Monster Labile

Monster Labile
Trouble



Deepening thirst for my knowledge of religion and the world. I am now very different from what I used to be, who is lazy to want to learn. Armed with high spirits I don't want to waste the opportunity.


I watch lectures almost every day on tv. The "Islam is beautiful" show every morning my grandmother and I watch it together. Religious science is a counterweight in all aspects of life. There are many lessons that we can take from studying religion especially with ustadz or teachers whose knowledge is high. It could or could not be a lesson that we can take it depends on His guidance. But do not also assume "ah later also understand yourself". There is no intention to try to think about it and learning it will be difficult. It's hard not to know how to deal with the problems that are coming.


Themes about work. I'd love to avoid listening to her talk with grandma. Wh why? I don't know why I feel triggered or depressed like I feel so guilty. Yeah iyeah. I should have worked as a man instead of being unemployed. But why should work first while the intention is not there and the personality is still unstable. It's just wrong. The real path to take is the path to a better life. Aren't you?
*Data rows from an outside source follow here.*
Issue #396, opened 2026-07-06
CI: pr-test / unit-test efficiency (Docker + pip caching, parallelize GPU steps)


Ultimate-Storm:
**Priority: MEDIUM** · Area: CI/CD

## Problem
`.github/workflows/pr-test.yaml` (self-hosted GPU, 60-min timeout) has avoidable inefficiency:
- The **"Build Docker image for real project (MEVIS)"** step calls `buildDockerImageAndStartupKits.sh` **without `--use-docker-cache`**, while the very next dummy-project and STAMP builds both pass `--use-docker-cache`. The uncached MEVIS build likely rebuilds the 5.2 GB image from scratch every PR run.
- It then runs **13 sequential** `runIntegrationTests.sh` steps (dummy standalone/simulation/poc/swarm, 3dcnn, STAMP preflight/local/simulation, startup kits, licenses, GPU preflight, data preflight) on one job — they run back-to-back even where independent.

The soul and instinct never lie. I choose the path of my own choice. But why am I sure now?


Yeah that's the problem..


Lecture this time I do not want to run away because the ustadznya talk about the purpose of making a living.
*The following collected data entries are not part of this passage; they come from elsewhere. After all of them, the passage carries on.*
PR #414, opened 2026-07-09
351 ODELIA CI should use unproblematic datasets

### LINKED ISSUE #351: ODELIA CI CNN training should use unproblematic dataset
Following #349:
The CI tests training productive models currently use the synthetic dataset with implausibilities (intended for the test whether such implausibilities are caught). Instead, a "clean" dataset should be used.

oleschwen:
This PR adds a separate test client node with a problematic dataset, used only in the tests whether problematic datasets are handled correctly.
Other tests now use unproblematic datasets, avoiding unnecessary and confusing warnings.


Ultimate-Storm (approved):
scripts and tests, approved with CI green

PR #415, opened 2026-07-09
370 more consistent hash function

### LINKED ISSUE #370: Consider using consistent hash function
We're currently using at least three different hash functions (md5sum when restarting training, sha (i.e., sha1) for verifying pre-trained weight model files, and sha3_224 for reporting image duplicates. Not a problem per se, but we also have no specific requirements why we want specifically those, computing hashes should not be a performance bottleneck anywhere, nor should memory due to hash length.
I would suggest to use a consistent hash function everywhere. sha_224 or sha3_224 should be long enough for our purposes and we would (unlike for md5sum and sha1) not have to think about collision attacks at the moment.

oleschwen:
This PR unifies hash functions used to 256-bit SHA2.


Ultimate-Storm (approved):
approved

Yep! Only now do I realize what the purpose of making a living is?


Wh why? Because I don't want to think about it.


In short, in the lecture I got an important lesson for later if you want to work. First, the intention is important. If I combine it with a lot of science from various sources. I sorted out the intentions of the best option ever. First the intention to raise parents but in this case the need for a steady job and a long time to save money. Hopefully not first my own mother who intends to take the Hajj. Both intentions of making a living for worship. Food, clothing, any property that will be produced is intended only for worship. Said Lake Master try his own capital to find knowledge (go to study) must be delicious. There is no burden and feel more blessed. If we worship from people who model us, said ustadz, the alim is the one who modali not us (cave) who worship. I remember my mother too. Nice dong. But of course I won't be like this forever. Obviously my actions are still not right.


*gahhh!


Again. I want more science.


The most important thing for me is religion. I don't want a job to keep me from worshiping and seeking knowledge.
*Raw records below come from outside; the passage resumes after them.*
Issue #419, opened 2026-07-09
Security: mediswarm-upload authorized_keys are unrestricted — partner sites get an interactive shell on the monitor/FL-server host


Ultimate-Storm:
## Problem

The `mediswarm-upload` account exists **solely** so partner sites can rsync live-monitor logs into `/srv/mediswarm/live/`. But:

- its login shell is **`/bin/bash`**, and
- **none** of the ~16 `authorized_keys` entries carry `command=` or `restrict`.

So **any partner site holding an upload key can obtain a full interactive shell** on the monitor host — which is also the **production FL server** and runs the Kather-portal stack.

**Confirmed in the field:** a partner's own screenshot (RUMC, 2026-07-09) shows them sitting at `mediswarm-upload@agh1:~$` running arbitrary commands.

## Fix — forced command + `restrict` on every key

Allow only what `live_sync.sh` actually needs, and nothing else:

| Needed | Source |
|---|---|
| `rsync --server …` (upload) | `rsync_cmd` |
| `mkdir -p '<path under /srv/mediswarm/live>'` | `ensure_remote_dir` |
| `echo ok` | connectivity test (live_sync + partner instructions) |

- [ ] Install a guard script as the **forced command**; validate `$SSH_ORIGINAL_COMMAND` against the three shapes above, confine rsync to `/srv/mediswarm/live` (e.g. `rrsync -wo`), reject + **log** everything else.
- [ ] Prefix every key with `restrict,command="…"` (`restrict` implies `no-pty`, `no-port-forwarding`, `no-agent-forwarding`, `no-X11-forwarding`, `no-user-rc`).
- [ ] Keep comments/blank lines intact; back up `authorized_keys` first.
- [ ] Consider a dedicated group + tighter home-dir perms.

⚠️ **Roll out carefully:** a wrong forced command breaks log upload for *every* site. Back up, apply, then verify end-to-end before/after.

## Verification
- [ ] `ssh mediswarm-upload@host` (interactive) → **denied** (no shell).
- [ ] `ssh mediswarm-upload@host 'echo ok'` → `ok`.
- [ ] `ssh mediswarm-upload@host "mkdir -p '/srv/mediswarm/live/X/swarm/run'"` → succeeds.
- [ ] `rsync -az f mediswarm-upload@host:/srv/mediswarm/live/X/swarm/run/` → succeeds.
- [ ] `ssh mediswarm-upload@host 'cat /etc/passwd'` → **denied + logged**.
[...]

PR #420, opened 2026-07-09
Security: mediswarm-upload forced-command guard (#419)

Ultimate-Storm:
Adds `server_tools/mediswarm_upload_guard.sh` — the reproducible copy of the forced-command guard already installed + verified on the live monitor host (see #419). Restricts every `mediswarm-upload` key to `echo ok` / validated `mkdir` under /srv/mediswarm/live / `rsync --server`→`rrsync -wo /` (write-only). Verified end-to-end: uploads land, interactive shell + arbitrary commands + /etc/passwd exfil all blocked. Header documents install + authorized_keys prefixing. Closes the first checklist item of #419.

### DIFF
--- a/server_tools/mediswarm_upload_guard.sh
+++ b/server_tools/mediswarm_upload_guard.sh
@@ -53,7 +53,15 @@ fi
 #    filters dangerous rsync options (e.g. --rsync-path).
 if [[ "$cmd" == "rsync --server "* ]]; then
     log allow-rsync
-    exec /usr/bin/rrsync -wo /
+    # -no-lock: rrsync otherwise takes an exclusive flock() on the restricted root
+    # (here "/"), which serialises uploads across the WHOLE account. With several
+    # sites live-syncing every 30s, the first site's daemon holds the lock and every
+    # other site is refused with
+    #     rrsync error: Another instance of rrsync is already accessing this directory.
+    # Observed in DECADE: one site's daemon blocked uploads for all the others, so we
+    # were blind during the run. Each site writes into its own subdirectory, so the
+    # single-run lock buys us nothing.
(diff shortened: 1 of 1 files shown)


oleschwen (approved):
looks good
orchestration script only, MediSwarm and application code unaffected

Ultimate-Storm:
### `rrsync` locks the restricted root — one site blocks all the others

Pushed a fix to this branch. While validating the DECADE kits I found this guard
**breaks live-sync for the whole consortium**.

`rrsync` takes an **exclusive `flock()` on the restricted root** — which here is `/`.
So uploads are serialised across the entire `mediswarm-upload` account:

```
/usr/bin/rrsync error: Another instance of rrsync is already accessing this directory.
rsync: connection unexpectedly closed (0 bytes received so far) [sender]
```

Observed live today: UKB Bonn's live-sync daemon (`rrsync -wo /`, holding the lock on
`/`) made **every** upload from the other sites fail. A site sees
`SSH OK — live sync enabled` and then a stream of rsync errors — exactly what UM Mainz
reported. We would have been blind during the run: no logs, no heartbeats, no checkpoints.

Each site writes into its own subdirectory (`/srv/mediswarm/live/<SITE>/...`), so the
single-run lock buys nothing.

**Verified on a real client**, with a competing exclusive `flock` held on `/`:

| | before (`-wo /`) | after (`-wo -no-lock /`) |
|---|---|---|
| sequential upload ×3 | rc=12 (all fail) | rc=0 |
| two concurrent uploads | rc=12 / rc=12 | rc=0 / rc=0 |

Also applied to the deployed `/etc/ssh/mediswarm_upload_guard.sh` on the monitoring
host so the sites are unblocked right now.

Then, my energy is a little and easily tired. From a small age, my activities were never fixed. Eat only when I'm hungry or want to. Play without time and rest only when I feel it. As a result my body developed and grew following what had to be improved. Unlike the families of children from other families I have freedom.


I have to make conditions for a job not a shackle job. Maybe I need a driving course. Following the times, the work that may survive in the future. The end of time will soon be a war. The dry season forever and ahh if you remember the future must be remembered the end of time. The world is where humans are tested. With the knowledge that I can test aims to improve the faith and taqwa of man. Whether or not we feel the end of time depends on our achievements. Don't feel it. If you could die earlier than you have to feel the end of time. Duh even talked about this.


Well the point is I'm just wasting my time thinking about problems I might or might not have.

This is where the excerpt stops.